- Task objective -
Each line of the data has to be retyped exactly as it is.

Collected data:
::::

PR #1575, opened 2024-05-02
fluids: Add `MatCeed{Get,Set}ContextReal`

jrwrigh:
*Split from #1574, copied relevant description from there:*

> Note @jeremylt I also added a `MatCeed{Get,Set}ContextReal` instead of the `MatCeedSet{Time,Dt,Shifts}`. I think that makes more sense than the application-specific `MatCeedSet*` for upstreaming to PETSc. I could see them as `RatelJacobianSet{Time,Dt,Shifts}` though.

### DIFF
--- a/examples/fluids/include/mat-ceed.h
+++ b/examples/fluids/include/mat-ceed.h
@@ -26,6 +26,8 @@ PETSC_CEED_INTERN PetscErrorCode MatCeedGetContextDouble(Mat mat, const char *na
 // Advanced functionality
 PETSC_CEED_EXTERN PetscErrorCode MatCeedSetContext(Mat mat, PetscErrorCode (*f)(void *), void *ctx);
 PETSC_CEED_EXTERN PetscErrorCode MatCeedGetContext(Mat mat, void *ctx);
+PETSC_CEED_EXTERN PetscErrorCode MatCeedSetContextReal(Mat mat, const char *name, PetscReal value);
+PETSC_CEED_EXTERN PetscErrorCode MatCeedGetContextReal(Mat mat, const char *name, PetscReal *value);
 
 PETSC_CEED_EXTERN PetscErrorCode MatCeedSetOperation(Mat mat, MatOperation op, void (*g)(void));
 PETSC_CEED_EXTERN PetscErrorCode MatCeedSetCOOMatType(Mat mat, MatType type);
--- a/examples/fluids/src/mat-ceed.c
+++ b/examples/fluids/src/mat-ceed.c
@@ -710,6 +710,25 @@ PetscErrorCode MatCeedSetContextDouble(Mat mat, const char *name, double value) 
 }
 
 /**
+  @brief Set the current `PetscReal` value of a context field for a `MatCEED`.
+
+  Not collective across MPI processes.
+
+  @param[in,out]  mat    `MatCEED`
+  @param[in]      name   Name of the context field
+  @param[in]      value  New context field value
+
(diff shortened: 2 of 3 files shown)


jrwrigh:
*From [comment](https://github.com/CEED/libCEED/pull/1574#issuecomment-2091782647) in #1574*:
> Do you have specific examples of context values you want to set that are not dt, time, or the shifts?

Yep, I use a label for the differential filter width, which is changed for different training datasets:
https://github.com/CEED/libCEED/blob/f7488153ba60dd9aeacf17f1494bdb6a59881ae6/examples/fluids/src/differential_filter.c#L152

jrwrigh:
Actually, in that case, I'm actually setting an array of `double`s, not just a scalar, which won't work with the current `MatCeedSetContextDouble` interface.

jeremylt:
I'd prefer to keep `{Dt, Time, Shifts}` so the user doesn't have to know what we called those fields internally, just what PETSc calls them.

How about we add `MatCeedSetContextDouble` and `MatCeedGetContextDoubles`? I used `Double` in the name to be clear that a cast was required to update these values

jrwrigh:
> I'd prefer to keep `{Dt, Time, Shifts}` so the user doesn't have to know what we called those fields internally, just what PETSc calls them.

Maybe that's my misunderstanding. Do we want to enforce to the PETSc user what those label names should be? I think it makes sense for Ratel and HONEE to enforce consistent label names, but I'm not sure if that should be enforced to the PETSc user. I also might not be seeing the bigger picture of what that integration looks like. Are we wanting a PETSc user to hand over a `MatCeed` as a jacobian and (somehow?) have the `TSIJacobianFn` (as in `DMTSSetIJacobian`) be automatically set to a `FormIJacobian_CEED`?
 
> How about we add `MatCeedSetContextDouble` and `MatCeedGetContextDoubles`? I used `Double` in the name to be clear that a cast was required to update these values

We already have `MatCeedSetContextDouble`. I'm fine having another function to handle the array case. The `Real` in this PRs function names is referring to it handling the `PetscReal -> double` casting implicitly, as I don't think any PETSc user would/should be working with raw `double` instead of `PetscReal/PetscScalar`.

jeremylt:
Ideally PETSc would be generating the CeedOperator and the user would never see it themselves, which is why I want to use the PETSc Jacobian parameter names.

A PetscReal can be a float, double, __float128, or half precision, which is why I want to communicate that the user exactly gets 64 bits and not 16, 32, or 128.

jrwrigh:
> Ideally PETSc would be generating the CeedOperator and the user would never see it themselves, which is why I want to use the PETSc Jacobian parameter names.

Ok, that makes sense. Though I'm still not sure how I feel about it being in the `MatCeed` namespace, since it's specific to Jacobians rather than a generic linear operator.

> A PetscReal can be a float, double, __float128, or half precision, which is why I want to communicate that the user exactly gets 64 bits and not 16, 32, or 128.

Right... which is why the cast is handled inside the function:
https://github.com/CEED/libCEED/pull/1575/files#diff-7acfd90d719666cfce7338f11bb54ed0efd1e436ccf34478881ee5a95f02d10eR724

Maybe our difference in perspective comes with whether the user will care about loss of precision for casting __float128 to double? Or are we talking past each other? I'm not saying replace `MatCeed{Get,Set}ContextDouble` with a `PetscReal` version, just another more convenient, generic interface.

jeremylt:
Ah, I guess we could keep all of these different options

jeremylt (approved):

::::

- Expected answer -
PR #1575, opened 2024-05-02
fluids: Add `MatCeed{Get,Set}ContextReal`

jrwrigh:
*Split from #1574, copied relevant description from there:*

> Note @jeremylt I also added a `MatCeed{Get,Set}ContextReal` instead of the `MatCeedSet{Time,Dt,Shifts}`. I think that makes more sense than the application-specific `MatCeedSet*` for upstreaming to PETSc. I could see them as `RatelJacobianSet{Time,Dt,Shifts}` though.

### DIFF
--- a/examples/fluids/include/mat-ceed.h
+++ b/examples/fluids/include/mat-ceed.h
@@ -26,6 +26,8 @@ PETSC_CEED_INTERN PetscErrorCode MatCeedGetContextDouble(Mat mat, const char *na
 // Advanced functionality
 PETSC_CEED_EXTERN PetscErrorCode MatCeedSetContext(Mat mat, PetscErrorCode (*f)(void *), void *ctx);
 PETSC_CEED_EXTERN PetscErrorCode MatCeedGetContext(Mat mat, void *ctx);
+PETSC_CEED_EXTERN PetscErrorCode MatCeedSetContextReal(Mat mat, const char *name, PetscReal value);
+PETSC_CEED_EXTERN PetscErrorCode MatCeedGetContextReal(Mat mat, const char *name, PetscReal *value);
 
 PETSC_CEED_EXTERN PetscErrorCode MatCeedSetOperation(Mat mat, MatOperation op, void (*g)(void));
 PETSC_CEED_EXTERN PetscErrorCode MatCeedSetCOOMatType(Mat mat, MatType type);
--- a/examples/fluids/src/mat-ceed.c
+++ b/examples/fluids/src/mat-ceed.c
@@ -710,6 +710,25 @@ PetscErrorCode MatCeedSetContextDouble(Mat mat, const char *name, double value) 
 }
 
 /**
+  @brief Set the current `PetscReal` value of a context field for a `MatCEED`.
+
+  Not collective across MPI processes.
+
+  @param[in,out]  mat    `MatCEED`
+  @param[in]      name   Name of the context field
+  @param[in]      value  New context field value
+
(diff shortened: 2 of 3 files shown)


jrwrigh:
*From [comment](https://github.com/CEED/libCEED/pull/1574#issuecomment-2091782647) in #1574*:
> Do you have specific examples of context values you want to set that are not dt, time, or the shifts?

Yep, I use a label for the differential filter width, which is changed for different training datasets:
https://github.com/CEED/libCEED/blob/f7488153ba60dd9aeacf17f1494bdb6a59881ae6/examples/fluids/src/differential_filter.c#L152

jrwrigh:
Actually, in that case, I'm actually setting an array of `double`s, not just a scalar, which won't work with the current `MatCeedSetContextDouble` interface.

jeremylt:
I'd prefer to keep `{Dt, Time, Shifts}` so the user doesn't have to know what we called those fields internally, just what PETSc calls them.

How about we add `MatCeedSetContextDouble` and `MatCeedGetContextDoubles`? I used `Double` in the name to be clear that a cast was required to update these values

jrwrigh:
> I'd prefer to keep `{Dt, Time, Shifts}` so the user doesn't have to know what we called those fields internally, just what PETSc calls them.

Maybe that's my misunderstanding. Do we want to enforce to the PETSc user what those label names should be? I think it makes sense for Ratel and HONEE to enforce consistent label names, but I'm not sure if that should be enforced to the PETSc user. I also might not be seeing the bigger picture of what that integration looks like. Are we wanting a PETSc user to hand over a `MatCeed` as a jacobian and (somehow?) have the `TSIJacobianFn` (as in `DMTSSetIJacobian`) be automatically set to a `FormIJacobian_CEED`?
 
> How about we add `MatCeedSetContextDouble` and `MatCeedGetContextDoubles`? I used `Double` in the name to be clear that a cast was required to update these values

We already have `MatCeedSetContextDouble`. I'm fine having another function to handle the array case. The `Real` in this PRs function names is referring to it handling the `PetscReal -> double` casting implicitly, as I don't think any PETSc user would/should be working with raw `double` instead of `PetscReal/PetscScalar`.

jeremylt:
Ideally PETSc would be generating the CeedOperator and the user would never see it themselves, which is why I want to use the PETSc Jacobian parameter names.

A PetscReal can be a float, double, __float128, or half precision, which is why I want to communicate that the user exactly gets 64 bits and not 16, 32, or 128.

jrwrigh:
> Ideally PETSc would be generating the CeedOperator and the user would never see it themselves, which is why I want to use the PETSc Jacobian parameter names.

Ok, that makes sense. Though I'm still not sure how I feel about it being in the `MatCeed` namespace, since it's specific to Jacobians rather than a generic linear operator.

> A PetscReal can be a float, double, __float128, or half precision, which is why I want to communicate that the user exactly gets 64 bits and not 16, 32, or 128.

Right... which is why the cast is handled inside the function:
https://github.com/CEED/libCEED/pull/1575/files#diff-7acfd90d719666cfce7338f11bb54ed0efd1e436ccf34478881ee5a95f02d10eR724

Maybe our difference in perspective comes with whether the user will care about loss of precision for casting __float128 to double? Or are we talking past each other? I'm not saying replace `MatCeed{Get,Set}ContextDouble` with a `PetscReal` version, just another more convenient, generic interface.

jeremylt:
Ah, I guess we could keep all of these different options

jeremylt (approved):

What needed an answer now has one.